* [RECORDS PROVIDED]:

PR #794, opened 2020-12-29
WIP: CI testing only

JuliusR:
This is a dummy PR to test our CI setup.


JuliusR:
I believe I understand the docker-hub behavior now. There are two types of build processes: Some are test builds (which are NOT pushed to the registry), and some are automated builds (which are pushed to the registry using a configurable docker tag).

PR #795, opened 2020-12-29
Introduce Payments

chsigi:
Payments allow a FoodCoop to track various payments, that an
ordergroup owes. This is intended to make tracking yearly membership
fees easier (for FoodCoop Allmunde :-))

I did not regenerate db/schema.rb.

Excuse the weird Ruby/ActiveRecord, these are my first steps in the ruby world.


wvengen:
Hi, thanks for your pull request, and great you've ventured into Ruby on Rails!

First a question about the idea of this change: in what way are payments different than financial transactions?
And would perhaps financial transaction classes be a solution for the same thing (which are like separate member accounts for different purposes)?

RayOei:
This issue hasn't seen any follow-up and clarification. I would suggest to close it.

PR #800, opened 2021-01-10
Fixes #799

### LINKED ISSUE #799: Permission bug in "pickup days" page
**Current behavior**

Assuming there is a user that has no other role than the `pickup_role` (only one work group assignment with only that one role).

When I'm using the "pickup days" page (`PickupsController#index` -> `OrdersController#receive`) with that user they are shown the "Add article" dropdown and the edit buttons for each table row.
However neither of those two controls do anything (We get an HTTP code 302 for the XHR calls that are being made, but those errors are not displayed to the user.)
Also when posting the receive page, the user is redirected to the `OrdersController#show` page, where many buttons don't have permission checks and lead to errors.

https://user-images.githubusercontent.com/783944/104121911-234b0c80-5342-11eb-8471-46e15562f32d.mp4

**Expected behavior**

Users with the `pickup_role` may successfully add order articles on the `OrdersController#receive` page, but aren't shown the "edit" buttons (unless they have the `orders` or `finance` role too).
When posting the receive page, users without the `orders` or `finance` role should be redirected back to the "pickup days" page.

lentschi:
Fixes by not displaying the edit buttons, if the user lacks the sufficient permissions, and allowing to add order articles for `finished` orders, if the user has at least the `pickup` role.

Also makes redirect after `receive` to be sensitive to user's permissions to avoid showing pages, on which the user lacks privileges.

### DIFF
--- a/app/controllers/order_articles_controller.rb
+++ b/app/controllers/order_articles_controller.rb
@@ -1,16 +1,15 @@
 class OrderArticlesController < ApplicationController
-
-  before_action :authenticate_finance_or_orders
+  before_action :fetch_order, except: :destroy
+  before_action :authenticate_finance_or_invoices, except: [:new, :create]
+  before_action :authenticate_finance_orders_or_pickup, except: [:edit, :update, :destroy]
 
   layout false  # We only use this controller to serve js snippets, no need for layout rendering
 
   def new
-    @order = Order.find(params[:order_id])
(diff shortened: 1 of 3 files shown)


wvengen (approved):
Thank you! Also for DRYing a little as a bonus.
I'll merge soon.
==
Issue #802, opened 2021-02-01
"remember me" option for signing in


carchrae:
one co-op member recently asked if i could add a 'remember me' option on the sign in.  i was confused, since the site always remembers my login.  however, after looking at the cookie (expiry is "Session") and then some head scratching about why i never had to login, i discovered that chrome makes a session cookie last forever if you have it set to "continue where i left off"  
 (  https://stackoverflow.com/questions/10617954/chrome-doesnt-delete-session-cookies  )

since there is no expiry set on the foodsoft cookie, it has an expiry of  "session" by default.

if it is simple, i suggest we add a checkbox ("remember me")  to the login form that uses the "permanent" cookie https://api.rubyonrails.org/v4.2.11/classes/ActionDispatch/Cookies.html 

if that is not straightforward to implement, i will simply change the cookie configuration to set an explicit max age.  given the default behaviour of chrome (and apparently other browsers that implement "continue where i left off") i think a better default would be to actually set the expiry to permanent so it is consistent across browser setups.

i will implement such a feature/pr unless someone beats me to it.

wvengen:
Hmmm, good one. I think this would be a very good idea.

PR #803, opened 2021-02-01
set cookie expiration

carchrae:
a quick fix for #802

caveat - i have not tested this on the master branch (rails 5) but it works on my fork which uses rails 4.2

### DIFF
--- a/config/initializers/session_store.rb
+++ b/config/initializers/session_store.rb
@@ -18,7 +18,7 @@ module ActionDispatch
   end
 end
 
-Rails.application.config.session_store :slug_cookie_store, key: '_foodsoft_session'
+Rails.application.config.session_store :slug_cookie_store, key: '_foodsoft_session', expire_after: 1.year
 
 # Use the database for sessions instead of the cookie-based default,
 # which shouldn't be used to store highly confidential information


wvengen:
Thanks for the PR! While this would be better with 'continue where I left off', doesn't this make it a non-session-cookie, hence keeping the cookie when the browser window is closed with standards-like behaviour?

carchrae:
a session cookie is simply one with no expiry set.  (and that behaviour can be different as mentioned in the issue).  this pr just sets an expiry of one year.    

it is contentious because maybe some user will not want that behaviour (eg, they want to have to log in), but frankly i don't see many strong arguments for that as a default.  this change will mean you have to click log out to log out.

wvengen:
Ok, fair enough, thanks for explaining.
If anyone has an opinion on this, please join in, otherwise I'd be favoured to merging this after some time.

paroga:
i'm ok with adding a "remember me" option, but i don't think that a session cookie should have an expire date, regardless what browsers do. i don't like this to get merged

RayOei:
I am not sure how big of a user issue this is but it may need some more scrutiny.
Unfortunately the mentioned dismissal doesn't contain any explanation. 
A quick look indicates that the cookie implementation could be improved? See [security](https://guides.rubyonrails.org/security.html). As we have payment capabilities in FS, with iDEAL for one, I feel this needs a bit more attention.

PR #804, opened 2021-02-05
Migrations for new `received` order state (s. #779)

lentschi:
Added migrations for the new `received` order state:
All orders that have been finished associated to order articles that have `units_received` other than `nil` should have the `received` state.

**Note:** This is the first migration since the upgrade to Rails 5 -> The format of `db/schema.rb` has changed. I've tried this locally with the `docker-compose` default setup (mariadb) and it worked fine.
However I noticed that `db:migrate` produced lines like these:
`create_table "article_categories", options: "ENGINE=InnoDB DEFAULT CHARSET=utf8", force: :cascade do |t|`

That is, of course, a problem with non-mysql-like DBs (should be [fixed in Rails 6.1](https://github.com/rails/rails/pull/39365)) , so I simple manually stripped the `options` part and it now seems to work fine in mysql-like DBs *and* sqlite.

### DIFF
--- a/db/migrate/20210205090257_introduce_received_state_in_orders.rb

* [WHAT THE EXERCISE ASKS]: Extract exactly and only the lines above from the line containing "PR #794, opened 2020-12-29" through the line containing "ordergroup owes. This", both end lines included.

* [TASK OUTPUT]:
PR #794, opened 2020-12-29
WIP: CI testing only

JuliusR:
This is a dummy PR to test our CI setup.


JuliusR:
I believe I understand the docker-hub behavior now. There are two types of build processes: Some are test builds (which are NOT pushed to the registry), and some are automated builds (which are pushed to the registry using a configurable docker tag).

PR #795, opened 2020-12-29
Introduce Payments

chsigi:
Payments allow a FoodCoop to track various payments, that an
ordergroup owes. This is intended to make tracking yearly membership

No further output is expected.